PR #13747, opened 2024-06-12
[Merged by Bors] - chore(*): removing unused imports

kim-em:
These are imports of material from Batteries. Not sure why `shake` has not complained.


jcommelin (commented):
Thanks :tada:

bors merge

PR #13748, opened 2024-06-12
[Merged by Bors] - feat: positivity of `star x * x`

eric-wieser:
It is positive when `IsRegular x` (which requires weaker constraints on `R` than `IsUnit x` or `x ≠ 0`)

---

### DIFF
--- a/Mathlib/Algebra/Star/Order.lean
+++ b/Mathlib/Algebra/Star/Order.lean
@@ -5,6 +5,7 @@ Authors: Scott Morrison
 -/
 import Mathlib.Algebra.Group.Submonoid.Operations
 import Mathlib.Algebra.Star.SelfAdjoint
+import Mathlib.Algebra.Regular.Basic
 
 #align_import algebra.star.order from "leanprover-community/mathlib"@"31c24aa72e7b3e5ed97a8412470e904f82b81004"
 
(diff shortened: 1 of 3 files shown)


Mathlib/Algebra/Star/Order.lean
——
Every record, from the first to the last, should be transcribed exactly.

* **Completed exercise**:
PR #13747, opened 2024-06-12
[Merged by Bors] - chore(*): removing unused imports

kim-em:
These are imports of material from Batteries. Not sure why `shake` has not complained.


jcommelin (commented):
Thanks :tada:

bors merge

PR #13748, opened 2024-06-12
[Merged by Bors] - feat: positivity of `star x * x`

eric-wieser:
It is positive when `IsRegular x` (which requires weaker constraints on `R` than `IsUnit x` or `x ≠ 0`)

---

### DIFF
--- a/Mathlib/Algebra/Star/Order.lean
+++ b/Mathlib/Algebra/Star/Order.lean
@@ -5,6 +5,7 @@ Authors: Scott Morrison
 -/
 import Mathlib.Algebra.Group.Submonoid.Operations
 import Mathlib.Algebra.Star.SelfAdjoint
+import Mathlib.Algebra.Regular.Basic
 
 #align_import algebra.star.order from "leanprover-community/mathlib"@"31c24aa72e7b3e5ed97a8412470e904f82b81004"
 
(diff shortened: 1 of 3 files shown)


Mathlib/Algebra/Star/Order.lean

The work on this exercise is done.